韓国紙「対露制裁は韓国建設業界に大打撃、88社が1.8兆円規模を受注中」「工事代金もらえない」

ウクライナ危機により韓国の建設業界が大きな打撃を受けるとの見方が出ている。金額にして約1.8兆円規模とされる。最悪の場合、現在進行中の工事代金も受け取れない可能性がある。

韓国の経済紙チョソンビズは23日、『緊張する建設業界、103億ドルロシア工事《非常》』というタイトル記事を掲載し、韓国の建設業界のウクライナとロシアの武力衝突に神経を尖らせていると伝えている。

韓国建設企業によると、韓国企業は現在ロシアで88社が176件のプロジェクトに関わっており、金額にして159億5000万ドル(約1.8兆円)の建設・土木事業を受注している状態だ。そのうち実際に施工が進行中の事業は18件・103億6100万ドル(約1.2兆円)に上る。
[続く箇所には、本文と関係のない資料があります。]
PR #35189, opened 2020-03-19
Make "Ctrl+Shift+A" shortcut to trigger "Deselect current layer" instead of  "Deselect all layers"

suricactus:
As I said in https://github.com/qgis/QGIS/pull/35085 , the "Ctrl+Shift+A" shortcut should be exactly the opposite of "Ctrl+A" to match user expectations.

### DIFF
--- a/src/ui/qgisapp.ui
+++ b/src/ui/qgisapp.ui
@@ -1210,7 +1210,7 @@
     <string>Deselect Features from All Layers</string>
    </property>
     <property name="shortcut">
-    <string>Alt+Shift+A</string>
+    <string>Ctrl+Alt+A</string>
    </property>
   </action>
   <action name="mActionDeselectActiveLayer">
--- a/src/ui/qgisapp.ui
+++ b/src/ui/qgisapp.ui
@@ -1209,6 +1209,9 @@
    <property name="text">
     <string>Deselect Features from All Layers</string>
    </property>
+    <property name="shortcut">
+    <string>Alt+Shift+A</string>
+   </property>
   </action>
   <action name="mActionDeselectActiveLayer">
    <property name="icon">
--- a/src/ui/qgisapp.ui
+++ b/src/ui/qgisapp.ui
@@ -1209,9 +1209,6 @@
    <property name="text">
     <string>Deselect Features from All Layers</string>
    </property>
-   <property name="shortcut">
-    <string>Ctrl+Shift+A</string>
-   </property>
   </action>
   <action name="mActionDeselectActiveLayer">
    <property name="icon">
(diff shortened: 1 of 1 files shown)


uclaros:
Shouldn't there still be a default shortcut for deselect from all layers? ctrl+alt+shift+A maybe?

suricactus:
Users can always change their shortcuts. It is important to have sensible defaults, especially for newcomers.

nyalldawson:
> Shouldn't there still be a default shortcut for deselect from all layers? ctrl+alt+shift+A maybe?

+1 to this -- I think its good to still offer an out-of-the-box standard shortcut for "deselect EVERYTHING"

suricactus:
I've added a "Deselect All" shortcut, but `alt+shift+A`. Under Qt I have observed taht all the "ctrl+shift+alt+<Key>" does not work properly, or at least under Linux. I've just tried that and the shortcut never gets fired as "ctrl+shift+A" seems to steal it. 

So no "ctrl+shift+alt+A" even though Emacs guys would love this :)

uclaros:
Alt+shift is a common shortcut to change keyboard input language causing most combinations of alt+shift+... to not be captured...

suricactus:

対ロ制裁が本格化した場合は中断・撤収の可能性があると、海外建設協会への取材をもとに同紙は伝えている。

現在、韓国企業のロシアの主要建設事業としては、大林(テリム)グループによるモスクワ精油工場現代化事業(約311億円規模)や、現代エンジニアリングによるガス処理施設EPC(設計・調達・施工)プロジェクト(約95億円規模)、サムスンエンジニアリングのバルティックエタンクラッカープロジェクトの設計・調達事業(約1300億円規模/中国CC7と共同)などがある。

チョソンビズは、制裁本格化の場合、韓国企業がすでに施行中の工事代金の受領や、新規工事の受注も難しくなる可能性を指摘した。韓国のSBS放送(24日)もまた「ロシアは昨年、(韓国企業の)受注額が急騰するなど新興市場に浮上している中で、ロシアとウクライナ間の戦争が勃発すれば受注はもちろん工事費受領などに支障をきたす」と伝えている。

チョソンビズは一方で、原油価格の引き上げや石油化学工程を経る建材の価格引き上げ圧力なども韓国の建設業界には痛手になると指摘した。同紙によると「すでに鉄筋とH型鋼、アルフォームなどの資材が昨年だけで45~50%ほど引き上げられたのに続き、レミコンの主材料であるセメント価格も昨年今年に比べて20%以上に上がった」という。

これら影響で建設会社の株価が下落すると、さらに資本調達が難しくなる恐れがあると同紙は指摘した。